A different kind of predator / what's in a smile.
On This American Life a week or two ago they talked about the effects of testosterone on both males and females. One of the interviewees offered a particularly interesting perspective, as he had formerly been a woman. He began the transformation by taking large doses of testosterone. He talked about how, prior to his transformation, he (she) could look at a woman and feel attracted, appreciate her appearance, and move on. These thoughts changed markedly with high doses of the hormone. He felt crazed sexual, almost pornographic, urges towards women that before he would probably just have noticed and appreciated. Another particularly interesting insight was how he had to learn to navigate the world, for the first time, as a man. This is interesting because most men work through this throughout childhood and adolescence. He was entering this as an adult. He noted that when walking down the street men would now veer into his space and almost body-check him without provocation.
I'm reminded of this because today I deal with the issue of navigating the world as a woman. In the past few months I have been the subject of what many feminists would consider sexual harassment. Now, I don't think I've provoked any of these actions, and to be sure, none of them have been extreme, but certainly uncomfortable. I also made it known as soon as any lines were crossed. Three men in particular have approached me with conversation, not unexpectedly, as they are acquaintances of one sort or another. And the conversation took a turn for the worse in all cases. By this I mean, that in at least two of these cases the men have suggested and said outright in different words that they would make a great man for me.

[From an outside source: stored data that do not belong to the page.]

PR #98, opened 2022-03-28
Eager DSU Optimization

kennyzzhang:


src/graph.cpp
```diff
@@ -118,6 +122,23 @@ void Graph::generate_delta_node(node_id_t node_n, uint64_t node_seed, node_id_t
 void Graph::batch_update(node_id_t src, const std::vector<node_id_t> &edges, Supernode *delta_loc) {
   if (update_locked) throw UpdateLockedException();
 
+  for (auto it = edges.begin(); dsu_valid && it != edges.end(); ++it) {
```
etwest: Batch update is performed in parallel from many graph workers. Is this code thread safe?

etwest: Actually, it would probably be better to do the DSU update in graph::update. I know this post buffering thing was my idea but the main computation we want to avoid is flushing the buffers during queries. We need this in Graph::update if that'll happen.

include/graph.h
```diff
@@ -107,6 +113,26 @@ class Graph {
     gts->insert(edge);
     std::swap(edge.first, edge.second);
     gts->insert(edge);
+    if (dsu_valid) {
```
etwest, line 135: This should go above the calls to gts->insert()

kennyzzhang:
Running `./tests --gtest_filter=GraphTest.EagerDSUTest` never hangs, but running `./tests` sometimes hangs. A surefire way to get a hang is to run `./tests --gtest_filter=GraphTest.EagerDSUTest --gtest_repeat=10`, which might be helpful for debugging.

etwest (approved):
These are ready for main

Today I said hello to our upstairs neighbor who I have never felt comfortable with. He seemed positive and so as he was getting into a car with a young attractive woman I smiled at him to acknowledge his existence, then I walked inside.
A few minutes later, he took his trash out with the heavy entry door banging behind him. I saw him walk out and down the steps of the porch, as our kitchen window overlooks the porch, and I was cooking a meal for the bike trip. I drew the shades for some privacy. On his way back in, he stuck his head under the crack at the bottom of the shades and said 'hello'.

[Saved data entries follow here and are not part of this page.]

PR #100, opened 2022-03-31
Multithreaded BinaryGraphStream

etwest:
Allows multiple threads to read from a BinaryGraphStream concurrently

### DIFF
--- a/include/binary_graph_stream.h
+++ b/include/binary_graph_stream.h
@@ -79,8 +79,10 @@ public:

The conversation through the window started out well enough. It wasn't comfortable, but technically he wasn't doing anything too inappropriate. Then he became noticeably different, like he had taken something that was starting to kick in.

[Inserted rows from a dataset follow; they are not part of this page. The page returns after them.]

PR #877, opened 2026-04-17
feat: detect stale sheet/config and prevent concurrent overwrites

### LINKED ISSUE #704: [config] da-title web component should show save

auniverseaway:
* Add StaleCheck class to check for stale configs and sheets
  * Checks every 30 seconds for changes.
  * If changes, but nothing new locally, automatically updates local sheet.
  * If local and remote changes, present a dialog allowing to refresh or keep local edits. Keeping local edits will prevent auto saves and manual blue button saves.
* da-title updates to support the following:
  * disabledText property which doubles for disabling actions
  * Remove paper plane if only one action available
  * Any sheet inside `/.da/` can no longer be previewed or published.
  * Lazily check for disablePublish to ensure actions show ASAP.
  * Move `isSending` to class property to allow showing send event for save only actions.
  * Created a class-level event for save action

Resolves: #704

### Sheet
https://stale--da-live--adobe.aem.live/sheet#/aem-sandbox/block-collection/.da/temp-translate

### Config
https://stale--da-live--adobe.aem.live/config#/aem-sandbox/block-collection/

## Types of changes

### DIFF
--- a/blocks/edit/da-title/da-title.js
+++ b/blocks/edit/da-title/da-title.js
@@ -92,9 +92,7 @@ export default class DaTitle extends LitElement {
 
   setup() {
     this.reset();
-    this._actions = {
-      available: this.getAvailableActions()
-    }
+    this._actions = { available: this.getAvailableActions() };
     // Lazily filter the actions down
     this.filterActions();
   }
@@ -147,7 +145,7 @@ export default class DaTitle extends LitElement {
     ]);
 
     const { org, site, path, fullpath } = this.details;
-    
+
     // Only a valid path gets AEM-bound features
     if (path) {
       this._aemHrefs = await getAemHrefs({ path: fullpath });
--- a/blocks/edit/da-title/da-title.js
+++ b/blocks/edit/da-title/da-title.js
@@ -367,7 +367,7 @@ export default class DaTitle extends LitElement {
         @click=${() => this.handleAction(action)}
         class="con-button blue da-title-action"
         aria-label="Send"
-        data-popup-content="${this.disabledText ? this.disabledText : nothing}"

"You know, I see this and that, and I see you and your boyfriend and some of your lady friends that you have over sometimes, and it makes me happy, and I wish I had a group of friends like you" then he proceeded to talk trash about our housemate, calling him all sorts of very inappropriate names.
Then he said: "your fine"
"excuse me? That's inappropriate" I warned him, in a serious voice, yet he kept going, eventually I was hot, beautiful, and he could make me happy and he would never treat me wrong; he went on and on. Then he asked me straight up:
"What do I have to do be good enough for you?"
He wasn't being sneaky, our whole conversation had been fairly philosophical up to this point, as he was asking how he could be a better person. Then he launched into how I had smiled at him when he was in his sister's car. He implied that I smiled in a way that suggested I might be interested. I can assure you I gave him the I'm-only-smiling-to-acknowledge-you-are-alive smile. There was no warmth in it. Eventually I became so uncomfortable that I said:
I'm going to go do some other things done, but I'll talk to you later. And walked away from the window, secured and locked the front door, closed all the windows and went into the back bedroom. By his verbal reply to my leaving and locking the door, I knew he understood. He then knocked on the door. Three times. Then I saw his silhouette stagger up the stairs to his apartment.
This man is young, fit, and probably weighs at least twice what I weigh. And he scares me. A lot. I was afraid to leave the house; I closed all the blinds so he can't see us anymore. Then when I did leave, I snuck out, and didn't come back until I knew Andrew would be home.